The Monash Country Lines Archive on R@CMon

The Monash Country Lines Archive (MCLA) is a collaborative project between the Monash Indigenous Centre (MIC), Faculty of Arts and the Faculty of Information Technology with a team of researchers, digital animators and students. The MCLA aims to support the indigenous Australian communities in the preservation of stories that combine their history, knowledge, poetry, songs, performance and language. MCLA began working with the Yanyuwa people of Borroloola, NT, creating a number of animations between 2007 and 2010. It was these animations that caught the attention of Dr Alan Finkel, the then Chancellor of Monash University. In 2011, the Alan and Elizabeth Finkel Foundation supported the project for a further five years.

Render from “Why We All Die” 2015 ©MCLA & Taungurung Dolodanin-dat Animation Group.

Since its foundation in 2011, the MCLA has produced nine short-form animated films ranging from four minutes to twenty-four minutes in length while working with the communities through every step of the animation process; script, storyboards, character and landscape concepts and construction, animation, rendering, sound and post-production. Initially, producing these animations was challenging due to their heavy computational requirements. The MCLA team didn’t have access to any dedicated render-farm resources as would be normal for a commercial animation studio, so all rendering works were done on individual desktops and laptops. This resource limitation forced the MCLA team to compromise advanced rendering techniques in order to quickly render a large number of scenes while still maintaining a certain level of production quality.

Render from “Jibi the Giant Spirit Birds” 2013 ©MCLA & Nyamba Buru Yawuru.

Render frame from “Jibi the Giant Spirit Birds” 2013 ©MCLA & Nyamba Buru Yawuru.

In 2013, the MCLA team gained access to the NeCTAR Research Cloud, giving them a much needed rendering capacity boost. The R@CMon team assisted the MCLA in deploying and dynamically scaling their workflow into a distributed rendering workflow in the research cloud. Modelling, animation and rendering software have been licensed and configured on this virtual render farm. The farm has been configured so that MCLA can easily access it remotely to submit jobs and inspect their renders. The MCLA then started applying advanced rendering techniques in their workflow, techniques that weren’t possible on their previous setup. After several years of usage, demands for MCLA to produce more and more high quality visualisations also increased. This required the render farm to scale more, much more, and it did.

Render frame from “Janyju the Red Lizard” 2014 ©MCLA & Nyamba Buru Yawuru.

Render frame from “Janyju the Red Lizard” 2014 ©MCLA & Nyamba Buru Yawuru.

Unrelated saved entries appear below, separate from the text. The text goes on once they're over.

PR #157, opened 2019-09-05
Dockerfile: use rustup and install 3 Rust versions

vrutkovs:
Fetch rust installer from `rustup.rs` and install 3 Rust versions (stable + 2 previous versions) so that tests would pass on several previous versions (would be added later)

TODO:
* [x] Sort out why CI is using previous container as a base 
  https://github.com/openshift/release/pull/4941 fixes that

### DIFF
--- a/dist/Dockerfile.build/Dockerfile
+++ b/dist/Dockerfile.build/Dockerfile
@@ -8,17 +8,13 @@ RUN yum -y groupinstall 'Development Tools'
 RUN yum -y install openssl-devel
 
 ENV HOME="/root"
-
-# build: Rust stable toolchain
-RUN \
-  mkdir $HOME/rust && \
-  curl https://static.rust-lang.org/dist/rust-1.37.0-x86_64-unknown-linux-gnu.tar.gz | \
-  tar -xzvf - -C $HOME/rust --strip 1 && \
-  $HOME/rust/install.sh; \
-  rm -rf $HOME/rust
-
-# add cargo binaries to PATH
 ENV PATH="${HOME}/.cargo/bin:${PATH}"
+
+# build: Rust stable toolchain + 2 previous versions
+RUN curl https://sh.rustup.rs -sSf | sh -s -- --default-toolchain 1.37.0 -y && \
+    rustup install 1.36.0 && \
+    rustup install 1.35.0 && \
+    rustup default 1.37.0
 
 # test: linters
 RUN yum -y install yamllint


dist/Dockerfile.build/Dockerfile
```diff
@@ -8,18 +8,15 @@ RUN yum -y groupinstall 'Development Tools'
...
-
-# add cargo binaries to PATH
 ENV PATH="${HOME}/.cargo/bin:${PATH}"
 
+# build: Rust stable toolchain + 2 previous versions
+RUN mkdir $HOME/rust && \
+    curl https://sh.rustup.rs -sSf | sh -s -- --default-toolchain 1.37.0 -y && \
+    rustup install 1.36.0 && \
+    rustup install 1.35.0 && \
+    rustup default 1.37.0
```
steveej, line 17: do we need this even though `--default-toolchain` is defined above with this version? If this is required, I would favor to remove the version from the installation command.

steveej (commented):
Two minor comments (actually the same but duplicate). I'd like to discuss if we can get rid of one of the Dockerfiles. I remember to have kept the symlink for the time of transitioning to a common path.

dist/Dockerfile.build/Dockerfile
vrutkovs: I left `--default-toolchain 1.37.0` there so that whenever stable changes we'd still get 1.37 installed - and we'd have to update to new stable with a PR.

It can be removed if we commit to supporting "rolling stable" though

steveej: Ideally we would install the most recent stable, parse the version value and also install and test against the previous 2 or 3 versions. A solution which doesn't require any hardcoding, neither in the install section nor in the tests, would be awesome.

vrutkovs: Ah, got it, sure lets see if that can be nicely done

dist/Dockerfile.build/Dockerfile
```diff
@@ -8,18 +8,16 @@ RUN yum -y groupinstall 'Development Tools'
...
-  $HOME/rust/install.sh; \
-  rm -rf $HOME/rust
-
-# add cargo binaries to PATH
 ENV PATH="${HOME}/.cargo/bin:${PATH}"
 
+# build: Rust stable toolchain + 2 previous versions
+RUN mkdir $HOME/rust && \
+    curl https://sh.rustup.rs -sSf | sh -s -- -y && \
+    MINOR="$(rustc --version | grep -Po 'rustc 1.\K([\d]+?).')" && \
```
steveej: Fingers crossed Rust never releases version 2 or uses patch releases :smile:

steveej (commented):
I think it is good enough for now. It would be possible to do something like

```
$ curl https://raw.githubusercontent.com/rust-lang/rust/master/RELEASES.md | grep '^Version' | head -n3 | awk '{ print $2 }' | xargs -L1 echo about to install
  % Total    % Received % Xferd  Average Speed   Time    Time     Time  Current
                                 Dload  Upload   Total   Spent    Left  Speed
100  399k  100  399k    0     0   675k      0 --:--:-- --:--:-- --:--:--  675k
about to install 1.37.0
about to install 1.36.0
about to install 1.35.0
```

but I think it's not worth the hassle of adding the necessary special cases for patch releases which might be in between. This is definitely better than what we have now, and we can detect the available toolchains in the tests using `rustup toolchain list`.

/lgtm
/hold

I'll leave the final call to other reviewers or to yourself.

steveeJ:
/lgtm case

As discussed in the weekly sync we'd like to install a fixed baseline version and also install the previous two versions.

steveej:
/lgtm cancel

As discussed in the weekly sync we'd like to install a fixed baseline version and also install the previous two versions.

vrutkovs:
Discussed on the meeting today: it would be confusing when the next Rust version goes stable, it gets pulled in during the build and if the tests break it would be unclear which change caused this. 

Instead of parsing the version we should set versions explicitly - also in order to have images reproducible on every commit

vrutkovs:
/hold cancel

@steveeJ ready for review

dist/Dockerfile.build/Dockerfile
```diff
@@ -8,18 +8,15 @@ RUN yum -y groupinstall 'Development Tools'
...
-  curl https://static.rust-lang.org/dist/rust-1.37.0-x86_64-unknown-linux-gnu.tar.gz | \
-  tar -xzvf - -C $HOME/rust --strip 1 && \
-  $HOME/rust/install.sh; \
-  rm -rf $HOME/rust
-
-# add cargo binaries to PATH
 ENV PATH="${HOME}/.cargo/bin:${PATH}"
 
+# build: Rust stable toolchain + 2 previous versions
+RUN mkdir $HOME/rust && \
```
steveej: This `mkdir` is leftover and not required for rustup. This made me wonder if `rustup` cleans up after itself, or if the installation files end up in the image.

steveej (changes requested):
I hadn't caught this leftover before. sorry!

dist/Dockerfile.build/Dockerfile
vrutkovs: Good catch, fixed

steveej: Thanks. I checked the rustup script and it does clean up after itself so we're good.

steveej (approved):
Thanks!

/lgtm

Access to the research cloud-backed render farm removed a huge limitation for the MCLA, inspiring them to produce more animations for the indigenous Australian communities without compromising on quality. The R@CMon team will continue to support the MCLA going forward and will be there when the time comes that the farm needs more power. The MCLA is composed of Dr John Bradley, Dr Shannon Faulkhead, Brent D McKee, Dr Tom Chandler and Chandara Ung.